If the NHS refuses to trust private practitioners enough to switch prescriptions over, why do they allow private practice at all?
https://www.telegraph.co.uk/news/2026/07/04/nhs-refuses-to-prescribe-adhd-drugs-to-private-patients/
Something that I find incredibly irritating to hear about how the NHS is reluctant to accept shared care/take over prescribing for private diagnoses and by extension: refusing to acknowledge the validity of private practice altogether frankly.
I don't get it. No other country does this with national health systems, norway for instance allows you to pursue private healthcare if you can afford to skip the line and then allow you to switch your prescriptions over to the public system.
It incentivizes those who have the money to avoid taking up spots on a waiting list without a serious lifelong economic burden when their taxes are contributing to a health system that is supposed to be helping them with this condition.

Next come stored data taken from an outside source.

PR #591, opened 2016-06-15
Remove trailing whitespaces from YAML files

exAspArk:
Hi, 

I very often deal with YAML cassettes that contain trailing whitespaces. It's quite annoying, especially if your editor removes trailing whitespaces in YAML files automatically 😸 

The reason why it happens that Ruby serializers such as `YAML`, `Psych` use empty values by default for `nil`. However, the latest YAML [specification v1.2](http://www.yaml.org/spec/1.2/spec.html#id2803362) says that `null` is a canonical form to describe it (in the previous [specification v1.1](http://yaml.org/type/null.html) `~` was a canonical form).

To get rid of these trailing whitespaces and prevent issues like #466 in the future, I would suggest replacing them with `null` values. 

P.S. I've tried to use `canonical: true` option while dumping, but I don't think we really need to use a fully canonical YAML version. Compare: 

```
# default     |   # fully canonical
---           |   ---
a: 7          |   !!map {
null value:   |     ? !!str "a"
nested:       |     : !!int "7",
  hash:       |     ? !!str "nested"
    - 1       |     : !!map {
    - 2       |       ? !!str "hash"
    - 3       |       : !!seq [
              |         !!int "1",
              |         !!int "2",
              |         !!int "3",
              |       ],
              |     },
              |     ? !!str "null value"
              |     : !!null "null",
              |   }
```


krainboltgreene:
I totally get this, but it feels really hacky. I wonder if there's middle ground with the canonical.

Otherwise, fuck it, lets do canonical.

krainboltgreene:
Mind updating from master?

krainboltgreene:

exAspArk:
@krainboltgreene hey, I updated the PR against the latest master

olleolleolle:
@exAspArk Since it's been a season or two, and we were busy with other things, could you  update from master?

(Just say "no" if you'd rather that we carry the commit in another PR.)

PR #597, opened 2016-07-07
Fix failing Excon tests

penman:
Excon 0.50.0 renamed `Excon::Errors::Error` to `Excon::Error`.
For backwards compatibility, `Excon::Errors::Error` was redefined as a subclass of `Excon::Error`, but this doesn't help when testing the class of an error raised by Excon.

I've opened an issue on Excon (excon/excon#580) to ask for this to be changed from a subclass to an assignment, which would prevent these failures, but in the meantime, this PR fixes the tests.


penman:
This is fixed in Excon now.

mcfiredrill:
@penman Thanks!

PR #598, opened 2016-07-15
Allow to continue to play a cassette after errors

exAspArk:
Hi, 

I used VCR version `3.0.0` in my application. In one of my tests I made two requests:
- The first one was allowed to fail for any reason. It means that even if it wasn't recorded and failed by VCR ("does not know how to handle") the application should continue working.
- The second request was recorded, so the test should successfully pass.

However, after upgrading it to `3.0.1` the second request didn't play the cassette.

After some bisecting between these 2 versions I found this commit b261b7a. 

The problem is that generating a message for an error ejects cassette. So I would suggest keeping cassettes even after raising a VCR error.

### DIFF
--- a/lib/vcr/errors.rb
+++ b/lib/vcr/errors.rb
@@ -88,18 +88,7 @@ module VCR
       end
 
       def current_cassettes
-        @cassettes ||= begin
-          cassettes = VCR.cassettes.to_a.reverse
-
-          begin
-            loop do
-              break unless VCR.eject_cassette
-            end
-          rescue EjectLinkedCassetteError
-          end
-
-          cassettes
-        end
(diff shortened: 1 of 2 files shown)


mcfiredrill:
@exAspArk is this related?
https://github.com/vcr/vcr/pull/555

exAspArk:
@mcfiredrill oh yeah, thanks! Haven't seen it, I guess it is the same issue.

My test case shows that after failing on the first request (`(:once) does not allow new requests to be recorded`) it will continue playing the same cassette without raising an error `There is currently no cassette in use`.

krainboltgreene:

exAspArk:
It looks like it was fixed in this PR https://github.com/vcr/vcr/pull/555. Going to close it

PR #624, opened 2016-12-07
Include Cucumber test suite in the default Rake task.

ecnalyr:
Run RSpec and Cucumber suites by default when `bundle exec rake` is run from the console, _not just_ RSpec.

They do this because they trust their guidelines, oversight procedures and laws to ensure these private diagnoses aren't abused. I would imagine any health system that wants to allow private practice would have this point in place to a good standard (which I think the NHS does, to be fair!)
I guess as a tl:dr.. My question pretty much is this: If you can't trust the prescriptions to be "proper" enough for them to be moved onto the NHS system, how can you trust private diagnoses at all? If you don't, how can you allow THEM to prescribe?